AMS Mathematical Review of the book "Géométrie discrète et images numériques" (French)

This is the AMS Mathematical Review for the book: Géométrie discrète et images numériques [Discrete geometry and numerical images] Edited by David Coeurjolly, Annick Montanvert and Jean-Marc Chassery. Traité IC2. Série Signal et Image. [IC2 Treatise. Series Signal and Image] Hermes Science Publications/Lavoisier, Paris, 2007. 401+xii pp.

ISBN: 978-2-7462-1643-3 65D18 (51N99 68U10 94A08) This is a collective book stemming from the French colloquium on Discrete Geometry in Imaging created in 1991, which became international in 1996 under the name of “Discrete Geometry in Computer Science”. The book is structured in five parts. The first part (chapters 2 through 4) presents the general mathematical foundations of discrete geometry and topology: arithmetic (chapter 2, which is later referred to in chapters 6, 7 and 11), topology (chapter 3, which is referred to in chapter 8) and combinatorics (chapter 4, the foundation of chapter 12).

The second part (chapters 5 to 8) introduces discrete geometry and discrete topology, which are the foundations of the next part. The third part (chapters 9 through 12) presents the different representations and their mappings: the medial axis (chapter 9), representations by projections obtained by accumulation (and in particular the Mojette transform, chapter 10), polygonization and polyhedrization (chapter 11) and approximation of surfaces by triangulation (chapter 12).

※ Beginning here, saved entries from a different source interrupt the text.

PR #923, opened 2020-05-23
Create ArrayBufferWriter with predefined length if possible

danielmarbach:
I'm new to this code base. I tried to verify the assumptions in the TODO but I couldn't really so I figured I'll use the condition to check if the payload length is initialized for now.

### DIFF
--- a/src/Grpc.Net.Client/Internal/DefaultSerializationContext.cs
+++ b/src/Grpc.Net.Client/Internal/DefaultSerializationContext.cs
@@ -113,10 +113,7 @@ namespace Grpc.Net.Client.Internal
 
         private IBufferWriter<byte> ResolveBufferWriter()
         {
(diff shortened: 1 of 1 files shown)


thelinuxfoundation:

* User @danielmarbach isn't covered by a CLA. They will need to complete the form at https://identity.linuxfoundation.org/projects/cncf

_Regards,
CLA GitHub bot_

danielmarbach:
I signed it

JamesNK:
Thanks, but I don't think this is useful at the moment. We're not using `IBufferWriter<bytes>` yet. An update to the Protobuf serializer to support that API is happening now. Until then an array is allocated elsewhere to write to.

When we do use a buffer writer I will probably write a custom writer where the underlying array comes from an array pool.

Issue #842, opened 2020-03-30
Grpc Client - Interceptor - only created once (singleton)


rizi:
I've created an interceptor for gRPC clients like it's described here: https://docs.microsoft.com/en-us/aspnet/core/grpc/clientfactory?view=aspnetcore-3.1 and it's working fine.

However I want that the inceptor (in my sample below it's called MyClientInterceptor) is created for each request, at the moment it's created on the first call and all subsequent calls using the same instance of MyClientInterceptor.

I also registered MyClientIncepter in Unity 5 (I use Microsoft Unity as IOC) as transient, but that doesn't help because .AddInterceptor() adds the interceptor to a collection instead of resolving it for each request.

Is there some way I can archive this?
I want/need to do this because I have to resolve some other instances from the current ioc-container (the child container that's automatically created for each request).

I've registered the interceptor like this (there are also some overloads for interceptor but the beaviour is the same):

```
services
    .AddGrpcClient<Greeter.GreeterClient>(o =>
    {
        o.Address = new Uri("https://localhost:5001");
    })
    .AddInterceptor<MyClientInterceptor>();
```

br

JamesNK:
Also register MyClientInterceptor as a singleton:

```cs
services.AddSingleton<MyClientInterceptor>();
```

rizi:
> Also register MyClientInterceptor as a singleton:
> 
> ```cs
> services.AddSingleton<MyClientInterceptor>();
> ```

But I want exactly the opposite of a singleton, I want that MyClientIntercetor is created every time(transient). But it seems to register it transient has no effect, maybe I'm doing something wrong?

JamesNK:
I see. I read your question wrong. I'll take a look.

JamesNK:
Currently transient interceptors are not supported. We might be able to add support for them in a future version of the gRPC client factory.

rizi:
> Currently transient interceptors are not supported. We might be able to add support for them in a future version of the gRPC client factory.

Thx for the fast response.

gsmeets:
@JamesNK are singletons the only supported interceptor on the client? I'm trying to add a scoped interceptor, but that also doesn't seem to work.

I'm running into this issue porting my own NET Core 2.2 implementation to 3.1 now, removing as much of my own stuff as possible. It's a fairly common use case to want to piggy back some request based meta data from for instance an web request onto the grpc request.

JamesNK:
> are singletons the only supported interceptor on the client?

[...]

PR #953, opened 2020-06-15
Refactor client factory to support per-instance interceptors and scoped DI

JamesNK:
Fixes https://github.com/grpc/grpc-dotnet/issues/842

This PR makes it possible to have interceptor instances created for each client instance created.

Note that there is a behavior change. Previously a single interceptor instance was the default. The new default behavior is to create a new interceptor each time. Lifetime can be controlled by explicitly defining how an interceptor is created by DI.

```cs
services
  .AddGrpcClient<Greeter.GreeterClient>(o => o.Address = new Uri("http://localhost"))
  .AddInterceptor<CallbackInterceptor>();

// Make interceptor a singleton
services.AddSingleton<CallbackInterceptor>();
```


JamesNK:
I want to wait on merging this PR.

I'm worried about GrpcChannelOptions and how we currently recreate the channel for each client. That works today because we reuse a HttpClient, which is were most of the cost is, but I worry about future features like load balancing. Load balancing has state so we'd want to persist a channel for the lifetime of the HttpClient. Should ensure this problem is solved before committing this PR and potentially putting ourselves in a corner.

JamesNK:
Will revisit in the future.

diogonborges:
Sorry if I'm being redundant but does this mean that currently the only supported Lifetime is Singleton?

murrays:
Guys this is causing us real issues. The problem is that we can't access the current 'scope' to manage per request options like tenancy.  We are intercepting client calls and the intention was to pull from a scoped object containing per request items and stuffing  into the headers.  However when we inject the scoped object (i.e. added to container via TryAddScoped() we always get the global instance.  I am now having to get clients to add in header stuff manually which is error prone and not that great.  James, are you still looking at a fix for this?

JamesNK:
I'll revisit this once load balancing is supported.

If using the client factory isn't a good solution then create channels and clients, and register them in DI, yourself.

Issue #960, opened 2020-06-22
GRPC synchronous call blocking infinitely (using Grpc.Net.ClientFactory)


timmi-on-rails:
I have prepared a minimal sample project that demonstrates the problem, here: https://github.com/timmi-on-rails/grpc/raw/master/GrpcClientFactory.zip

Basically I use Microsofts Dependency Injection Framework in a WPF app.
Then I use the extension AddGrpcClient to add the GrpClient to my service collection.
Finally calling the service (synchronously) on button click will block forever.
Doing the same using the async overloads works as expected.

### What version of gRPC and what language are you using?
2.29.0
C#

### What operating system (Linux, Windows,...) and version?
Windows 10 (1809)

### What runtime / compiler are you using (e.g. .NET Core SDK version `dotnet --info`)
dotnet Version 3.1.4

### What did you do?
See sample project: https://github.com/timmi-on-rails/grpc/raw/master/GrpcClientFactory.zip

### What did you expect to see?
The sync call returning like in a console application.

### What did you see instead?
Endless blocking call.

timmi-on-rails:
I found out some more details, that should help finding the problem:

1. The infinite blocking call is line 472 in https://github.com/grpc/grpc-dotnet/blob/v2.29.0/src/Grpc.Net.Client/Internal/GrpcCall.cs
So basically the returned Task of method SendAsync of HttpClient class does not complete.

2. When I supply my own HttpClient instance, the problem goes away. Is there something wrong related to the IHttpClientFactory?
```csharp
            services.AddGrpcClient<Greeter.GreeterClient>(options =>
                {
                    options.Address = new Uri("https://localhost:5001");
                }).ConfigureChannel(o =>
                {
                    o.HttpClient = new System.Net.Http.HttpClient();
                });
``` 

Any ideas?

timmi-on-rails:
Found it!

There is a bug in "Microsoft.Extensions.Http", see here: https://github.com/dotnet/extensions/issues/999
If I update the version to 3.0.0 (which is the first version with a bugfix), the problem is solved.

For testing I changed https://github.com/grpc/grpc-dotnet/blob/v2.29.0/src/Grpc.Net.ClientFactory/Grpc.Net.ClientFactory.csproj
in line 17.

Before the version was 2.1.1, which is defined in the dependencies.props file.

Please confirm and update the package version.

JamesNK:
Good investigation.

[...]

PR #962, opened 2020-06-25
Update extensions dependencies to 3.0.3

JamesNK:
Fixes https://github.com/grpc/grpc-dotnet/issues/960

@JunTaoLuo @shirhatti I'm sure what package version to update to. The fix is in `3.0.x`, but that is out of support. Our packages target 3.0 so `3.1.x` is probably not appropriate. Thoughts?


JunTaoLuo:
If 3.0.3 fixes the issue then I think we should go with that for now. Is there any plans to ever update our dependency to a different major/minor due to support reasons? Wouldn't that constitute a breaking change (if we update to a new major)?

JamesNK:
We'll probably support netcoreapp3.0 for a long long time. Yes it would be a breaking change.

JamesNK:
@JunTaoLuo Like and subscribe 🙏

shirhatti:
Can we multi-target? I understand not wanting to break netcoreapp3.0 customers but it feels awful taking a dependency on an unsupported package for netcoreapp3.1+

PR #973, opened 2020-07-09
Use latest version of OpenTelemetry with gRPC in sample

JamesNK:
Updated packages, startup API, and use new gRPC instrumentation.


JamesNK:
Might wait until packages are on NuGet before merging this.

PR #985, opened 2020-07-16
Add an experimental github actions workflow.

jtattermusch:


jtattermusch:
I'm going to merge this just to try out github actions (looks like the PR needs to be merged for the action to become active). If things don't work, I'm going to fix/revert.

PR #192, opened 2017-04-03
PSDK-840: Fix ad playback

eshaglund:
- Only add pause insertion point filter if filter is already present.

### DIFF
--- a/js/pulse.js
+++ b/js/pulse.js
@@ -172,24 +172,25 @@
                 var POSTROLL = 4;
 
                 var pos = parseInt(position);
-                var insertPointFiler = [];
-
-                //Always add pause ads
-
-                insertPointFiler.push("onPause");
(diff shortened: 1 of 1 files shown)


js/pulse.js
```diff
@@ -172,24 +172,25 @@
                 var POSTROLL = 4;
 
                 var pos = parseInt(position);
-                var insertPointFiler = [];
-
-                //Always add pause ads
-
-                insertPointFiler.push("onPause");
+                var insertionPointFilter = [ ];
```
aeng7: Minor thing, but there is an extra space in this array declaration.

dchauOoyala:
LGTM

js/pulse.js
eshaglund: Actually, it is there on purpose

PR #194, opened 2017-04-24
set persistent id to the player device id

mananchandra:
This change is to allow the player to set the Pulse persistent ID so that it matches the device ID used in the video analytics SDK. This will allow us to get analytics on all the video and ad events for a given device.

### DIFF
--- a/js/pulse.js
+++ b/js/pulse.js
@@ -908,7 +908,9 @@
             };
 
             var _onDeviceIdSet = function(event, deviceId) {
-                this._persistentId = deviceId
+                if (!this._persistentId) {
+                  this._persistentId = deviceId;
+                }
             };
 
             var _onFullscreenChanged = function(event, shouldEnterFullscreen)
--- a/js/pulse.js
+++ b/js/pulse.js
@@ -91,6 +91,7 @@
                 amc.addPlayerListener(amc.EVENTS.SIZE_CHANGED, _.bind(_onSizeChanged, this));
                 amc.addPlayerListener(amc.EVENTS.FULLSCREEN_CHANGED, _.bind(_onFullscreenChanged, this));
                 amc.addPlayerListener(amc.EVENTS.REPLAY_REQUESTED, _.bind(_onReplay, this));
+                amc.addPlayerListener(amc.EVENTS.DEVICE_ID_SET, _.bind(_onDeviceIdSet, this));
             };
 
             this.getAdPlayer = function() {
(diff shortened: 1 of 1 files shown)


mananchandra:
@eshaglund @pilievOoyala can you please review this PR?

pilievOoyala:
Is the message already added to html5_common? If so, did you already update the subrepo for this repo?

js/pulse.js
```diff
@@ -904,6 +907,10 @@
                 }
             };
 
+            var _onDeviceIdSet = function(event, deviceId) {
+                this._persistentId = deviceId
```
eshaglund: missing semicolon

js/pulse.js
```diff
@@ -363,7 +364,9 @@
 
                 this.ready = true;
                 this._deviceContainer = adManagerMetadata.pulse_device_container;
-                this._persistentId = adManagerMetadata.pulse_persistent_id;
+                if (adManagerMetadata.pulse_persistent_id) {
+                  this._persistentId = adManagerMetadata.pulse_persistent_id;
```
eshaglund: This will not change it if already present in the metadata, but `_onDeviceIdSet` doesn't have such a check. Shouldn't it be there as well? Or how is `DEVICE_ID_SET` triggered?

mananchandra:
@pilievOoyala there is an existing event raised by the player called OO.EVENTS.GUID_SET. Therefore I did not need to change html5_common to make this work. Please take a look at the corresponding Mjolnir changes at https://git.corp.ooyala.com/projects/IO/repos/mjolnir/pull-requests/1/diff and let me know if something needs to change.

js/pulse.js
mananchandra: We want to use the device id being used by the player as the persistent id, except when the pulse_persistent_id is already defined in the metadata. In that case we will allow overriding the player device id, this is to maintain backward compatibility with the way it currently works.

DEVICE_ID_SET is triggered when the player identifies the device id from the local storage. This device id has been around for many years and used in identifying devices for video analytics. We want to use the same device id for ads.
The corresponding changes to the core player are in this PR that I have added you as a reviewer to https://git.corp.ooyala.com/projects/IO/repos/mjolnir/pull-requests/1/diff

DEVICE_ID_SET is triggered on loading the player therefore it gets triggered before loadMetadata

js/pulse.js
pilievOoyala: If _onDeviceIdSet is called after loadMetadata (I'm not sure if that's possible now) this would overwrite the _persistentId.  And I think the pulse_persistent_id is supposed to win if you have both specified.

mananchandra: I will add the check here. We still need the check I added in loadMetadata because otherwise the persistend id will be set to null if it did not exist in the metadata.

pilievOoyala:
LGTM.

PR #195, opened 2017-05-30
Player 1033

aeng7:
-fixed an issue where IMA ads can still load if the IMA plugin times out after sending out the ad request. This causes the player to go into a bad state

### DIFF
--- a/js/google_ima.js
+++ b/js/google_ima.js
@@ -742,6 +742,7 @@ require("../html5-common/js/utils/utils.js");
         _resetAdsState();
         _resetPlayheadTracker();
         this.contentEnded = false;
+        this.adRulesLoadError = false;
         //In the case of ad rules, non of the ads are in the timeline
         //and we won't call initialPlayRequested again. So we manually call
         //to load the ads again. We don't care about preloading at this point.
@@ -749,7 +750,6 @@ require("../html5-common/js/utils/utils.js");
         {
           _trySetupAdsRequest();
         }
-        this.adRulesLoadError = false;
       });
 
       /**
@@ -1225,7 +1225,7 @@ require("../html5-common/js/utils/utils.js");
        */
       var _adsRequestTimeout = privateMember(function()
       {
-        OO.log("IMA Ad request timeout");
+        OO.log("IMA Ad request timed out");
         if (!this.adsReady)
         {
           _onImaAdError(OOYALA_IMA_PLUGIN_TIMEOUT);
--- a/js/google_ima.js
+++ b/js/google_ima.js
@@ -65,6 +65,7 @@ require("../html5-common/js/utils/utils.js");
       var OVERLAY_HEIGHT_PADDING = 50;
 
       var TIME_UPDATER_INTERVAL = 500;
+      var OOYALA_IMA_PLUGIN_TIMEOUT = "ooyalaImaPluginTimeout";
 
       /**
        * Helper function to make functions private to GoogleIMA variable for consistency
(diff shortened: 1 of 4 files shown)


js/google_ima.js
```diff
@@ -725,6 +733,11 @@ require("../html5-common/js/utils/utils.js");
        */
       var _onReplayRequested = privateMember(function()
       {
+        if (!_IMAAdsLoader)
+        {
+          //The Ads Loader might have been destroyed if we had timed out.
+          IMA_SDK_tryCreateAdsLoader();
+        }
```
pilievOoyala: good catch

js/google_ima.js
```diff
@@ -65,6 +65,7 @@ require("../html5-common/js/utils/utils.js");
       var OVERLAY_HEIGHT_PADDING = 50;
 
       var TIME_UPDATER_INTERVAL = 500;
+      var OOYALA_IMA_PLUGIN_TIMEOUT = "ooyalaImaPluginTimeout";
```
pilievOoyala: I think this needs a better name

js/google_ima.js
```diff
@@ -736,6 +749,7 @@ require("../html5-common/js/utils/utils.js");
         {
           _trySetupAdsRequest();
         }
+        this.adRulesLoadError = false;
```
pilievOoyala: should this be before the trySetupAdRequest?

js/google_ima.js
```diff
@@ -1199,9 +1225,10 @@ require("../html5-common/js/utils/utils.js");
        */
       var _adsRequestTimeout = privateMember(function()
       {
+        OO.log("IMA Ad request timeout");
```
pilievOoyala: Can this be "IMA Ad request timed out"?

js/google_ima.js
pilievOoyala: Nevermind, I misread it and didn't see it was a string.

js/google_ima.js
```diff
@@ -299,6 +301,11 @@ require("../html5-common/js/utils/utils.js");
         {
           _IMA_SDK_tryInitAdContainer();
         }
+        else if (!_IMAAdsLoader)
```
jpfranco: Is this an `else if` because `_IMA_SDK_tryInitAdContainer` also creates the Ads Loader?

js/google_ima.js
```diff
@@ -1150,8 +1178,6 @@ require("../html5-common/js/utils/utils.js");
        */
       var _IMA_SDK_destroyAdsManager = privateMember(function()
       {
-        this.currentIMAAd = null;
-        this.currentNonLinearIMAAd = null;
```
jpfranco: Is this cleanup handled elsewhere now?

js/google_ima.js
```diff
@@ -1264,6 +1297,8 @@ require("../html5-common/js/utils/utils.js");
         {
           //destroy the current ad manager is there is one
           _IMA_SDK_destroyAdsManager();
+          this.currentIMAAd = null;
```
jpfranco: Does this mean that there are cases in which we want to destroy the AdsManager but also keep the current ads?

js/google_ima.js
aeng7: Yep, the AdsLoader is dependent on the Ad Container. The current flow is the create the Ads Loader after the Ad Container is created.

js/google_ima.js
aeng7: Yep, thats a better place to have it. Moving it there.

js/google_ima.js
aeng7: Yep, I've decoupled the IMAAd objects from the destruction of the ads manager. These two will be nulled if necessary at points after destroyAdsManager is called in the code.

js/google_ima.js
aeng7: Done.

js/google_ima.js
aeng7: We need to keep the currentIMAAd objects long enough to ensure a full cleanup. One such instance of this is in this.cancelAd, where we need these two for _endCurrentAd to cleanup properly.

pilievOoyala:
LGTM. Merging

PR #197, opened 2017-06-09
Pbw 6610

aeng7:
-fixed an issue where adsManager.start was not called immediately after adsManager.init
-changed flow of certain paths since adsManager.start is called immediately
-removed unneeded unit tests

### DIFF
--- a/js/google_ima.js
+++ b/js/google_ima.js
@@ -147,7 +147,6 @@ require("../html5-common/js/utils/utils.js");
         this.hasPreroll = false;
 
         this.adPlaybackStarted = false;
-        this.vcPlayRequested = false;
         this.savedVolume = -1;
         this.showAdControls = false;
         this.useGoogleAdUI = false;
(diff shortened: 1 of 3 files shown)


js/google_ima.js
```diff
@@ -622,52 +621,18 @@ require("../html5-common/js/utils/utils.js");
...
-            this.adPlaybackStarted = true;
+            //resumeAd will only be called if we have exited fullscreen
+            //so this is safe to call
+            this.sharedVideoElement.webkitEnterFullscreen();
+            this.sharedVideoElement.play();
           }
-        }
-      };
-
-      this.requestPause = function()
```
pilievOoyala: Do we not need requestPause and requestPlay anymore?

js/google_ima.js
```diff
@@ -1582,6 +1547,7 @@ require("../html5-common/js/utils/utils.js");
           case eventType.USER_CLOSE:
           case eventType.SKIPPED:
           case eventType.COMPLETE:
+            this.adPlaybackStarted = false;
```
pilievOoyala: I think this needs to get added to the resetvars()

js/google_ima.js
aeng7: Nope, the video wrapper is calling pauseAd and resumeAd directly now.

js/google_ima.js
aeng7: It is already in resetVars.

PR #198, opened 2017-06-28
[PLAYER-1038]

aeng7:
-fixed an issue where the IMA ad plugin and video plugin consume IMA pause and resume events after receiving an IMA ad complete event. This would throw the player into a bad state

### DIFF
--- a/js/google_ima.js
+++ b/js/google_ima.js
@@ -1480,9 +1480,15 @@ require("../html5-common/js/utils/utils.js");
        * Callback from IMA SDK for ad tracking events.
        * @private
        * @method GoogleIMA#_IMA_SDK_onAdEvent
+       * @param {object} adEvent The IMA ad event
        */
       var _IMA_SDK_onAdEvent = privateMember(function(adEvent)
       {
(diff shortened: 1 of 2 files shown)


js/google_ima.js
```diff
@@ -1622,6 +1628,36 @@ require("../html5-common/js/utils/utils.js");
       });
 
       /**
+       * Checks to see if we should ignore certain IMA ad events if the ad
+       * is not currently playing (either completed or has not started).
+       * @private
+       * @method GoogleIMA#_ignoreWhenAdNotPlaying
+       * @param {object} adEvent The IMA ad event
+       */
+      var _ignoreWhenAdNotPlaying = privateMember(function(adEvent)
```
pilievOoyala: should we name this _checkIgnoreWhenAdNotPlaying?  I'm ok with what it is right now. Just want to see what you think.

aeng7: I think it's ok when looking at it from an "if (_ignoreWhenAdNotPlaying)" standpoint.

PR #200, opened 2017-07-12
[pulse-ready-fix]

aeng7:
Note that this is a suggestion and is not fully tested. Please feel free to make any changes necessary.

-fixed an issue where if there is no _pulseHost, the AMC has to wait until the Pulse ad plugin times out before notifying of playback ready

### DIFF
--- a/js/pulse.js
+++ b/js/pulse.js
@@ -359,10 +359,14 @@
 
                 if(!this._pulseHost) {
                     log('No Pulse hostname found in plugin parameters or media metadata; will not attempt to show Pulse ads');
+                    this.ready = true;
+                    amc.onAdManagerReady();
                     return;
                 }
 
                 this.ready = true;
+                amc.onAdManagerReady();
+
                 this._deviceContainer = adManagerMetadata.pulse_device_container;
                 if (adManagerMetadata.pulse_persistent_id) {
                   this._persistentId = adManagerMetadata.pulse_persistent_id;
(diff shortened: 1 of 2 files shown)


js/pulse.js
```diff
@@ -359,10 +359,14 @@
 
                 if(!this._pulseHost) {
                     log('No Pulse hostname found in plugin parameters or media metadata; will not attempt to show Pulse ads');
+                    this.ready = true;
+                    amc.onAdManagerReady();
                     return;
                 }
 
                 this.ready = true;
+                amc.onAdManagerReady();
```
aeng7: Is it safe to call onAdManagerReady here? When we call this API, the AMC checks to see if all ad plugins are ready. If so, it unblocks playback ready. At this point, playback can occur when the user clicks the play icon or automatically if autoplay is on.

eshaglund: hmm, I'm not sure honestly, does it mean `INITIAL_PLAY_REQUESTED` can be triggered? I think it should be fine

pilievOoyala:
LGTM.

js/pulse.js
aeng7: Initial plays can be triggered any time after onAdManagerReady. This API will notify the AMC that the ad plugin is ready. Once all ad plugins are ready, the AMC will unblock the initial play, so the user can start playback by clicking on the video.

PR #206, opened 2017-08-04
Player 1340

pilievOoyala:


pilievOoyala:
I figured out another unit test I should add. Let me do that before we merge.

js/google_ima.js
```diff
@@ -330,6 +336,22 @@ require("../html5-common/js/utils/utils.js");
         }
       };
 
+      var _setNonAdRulesPreroll = privateMember(function(validAdTags)
```
aeng7: Can we include a jsdoc for this?

js/google_ima.js
```diff
@@ -330,6 +336,22 @@ require("../html5-common/js/utils/utils.js");
...
+      {
+        if (!_usingAdRules)
+        {
+          for (var index = 0; index < validAdTags.length; index++)
+          {
+            if (validAdTags[index].position == 0)
```
aeng7: Can we use === here instead of ==?

js/google_ima.js
```diff
@@ -330,6 +336,22 @@ require("../html5-common/js/utils/utils.js");
         }
       };
 
+      var _setNonAdRulesPreroll = privateMember(function(validAdTags)
+      {
+        if (!_usingAdRules)
```
aeng7: Can we add a null check for validAdTags?

test/unit-tests/ima_test.js
```diff
@@ -1839,4 +1839,20 @@ describe('ad_manager_ima', function()
       expect(_.isEmpty(sdkAdEventParams)).to.be(false);
     }
   });
+
+  it('IMA ad preloading: testing page level param', function()
```
aeng7: Do we have unit tests for the preloading (early ad request) functionality already? If not, can we add some?

js/google_ima.js
```diff
@@ -536,10 +559,14 @@ require("../html5-common/js/utils/utils.js");
           //if we are trying to play an linear ad then we need to request the ad now.
           if (this.currentAMCAdPod.ad.forced_ad_type != _amc.ADTYPE.NONLINEAR_OVERLAY)
           {
-            //reset adRequested and adTagUrl so we can request another ad
-            _resetAdsState();
-            this.adTagUrl = this.currentAMCAdPod.ad.tag_url;
-            _trySetupAdsRequest();
+            //if this is the preroll we preloaded then don't try to request it again.
+            if (!(this.preloadAds && this.numAdsPlayed === 1 && this.currentAMCAdPod.position === 0))
```
aeng7: Can you explain this condition to me?

pilievOoyala: I can't sneak anything past you :).  With ad preloading, we only preloads the first preroll if it exists.  So this is checking if the first ad to play is a preroll and we are preloading, then we have already requested the ad, so skip requesting it again.

Now that I've explained it, I probably need to go back and figure out a more generic way to mark ads in the AMC as being preloaded and then we just check a boolean.  Then we can reuse this for anything.

PR #210, opened 2017-08-17
[player-1374a]

aeng7:
IMA
-setting a default loadVideoTimeout of 15 seconds
-removed a redundant unit test

### DIFF
--- a/js/google_ima.js
+++ b/js/google_ima.js
@@ -52,6 +52,7 @@ require("../html5-common/js/utils/utils.js");
       //Constants
       var DEFAULT_IMA_IFRAME_Z_INDEX = 10004;
       var DEFAULT_ADS_REQUEST_TIME_OUT = 15000;
+      var DEFAULT_LOAD_VIDEO_TIME_OUT = 15000;
       var AD_RULES_POSITION_TYPE = 'r';
       var NON_AD_RULES_POSITION_TYPE = 't';
       var NON_AD_RULES_PERCENT_POSITION_TYPE = 'p';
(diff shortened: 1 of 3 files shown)


js/google_ima.js
```diff
@@ -52,6 +52,7 @@ require("../html5-common/js/utils/utils.js");
       //Constants
       var DEFAULT_IMA_IFRAME_Z_INDEX = 10004;
       var DEFAULT_ADS_REQUEST_TIME_OUT = 15000;
+      var DEFAULT_LOAD_VIDEO_TIME_OUT = 15000;
```
pilievOoyala: What about the ad load timeout in the AMC.  IMA's load timeout and request timeout together are longer.  Won't these conflict?

js/google_ima.js
```diff
@@ -1278,6 +1279,7 @@ require("../html5-common/js/utils/utils.js");
         }
         // https://developers.google.com/interactive-media-ads/docs/sdks/googlehtml5_apis_v3#ima.AdsRenderingSettings
         var adsSettings = new google.ima.AdsRenderingSettings();
+        adsSettings.loadVideoTimeout = DEFAULT_LOAD_VIDEO_TIME_OUT;
```
pilievOoyala: Does this take care of my question above?

js/google_ima.js
aeng7: We're just matching an IMA SDK setting to what JW Player sets as default. This is to prevent 402 errors, which FloSports saw a lot of. Doc here:
https://developers.google.com/interactive-media-ads/docs/sdks/html5/v3/apis#ima.AdsRenderingSettings.loadVideoTimeout

Error 402 doc here:
https://support.google.com/dfp_premium/answer/4442429?hl=en

aeng7: There are a lot of timeouts in play and its hard to sync them all up. The 15 second ad request timeout is something we handle in the IMA plugin. The IMA SDK has a vastLoadTimeout for each wrapper:

https://developers.google.com/interactive-media-ads/docs/sdks/html5/v3/apis#ima.AdsRequest.vastLoadTimeout

and theres the loadVideoTimeout. We can revisit syncing all of these later.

The medial axis and the Mojette transform are key representations, whose applications are further described in the fifth part. The fourth part (chapters 13 and 14) focuses on image analysis from either original images or their representations introduced in the third part. In the fifth and last part (chapters 15 through 19), the authors present applications of the previous chapters: medial axis based coding techniques for progressive transmission (chapter 15), applications of the Mojette transform to image encoding and protection for storage and transmission (chapter 16), extraction of information from 3D images (plane sections of voxels, chapter 17) and visualization of 3D discrete models (through implict surfaces with skeletons, chapter 18), applications of discrete geometry to medical imaging (chapter 19) and generalization of discrete geometry objects and operators to multiresolution grids (chapter 20).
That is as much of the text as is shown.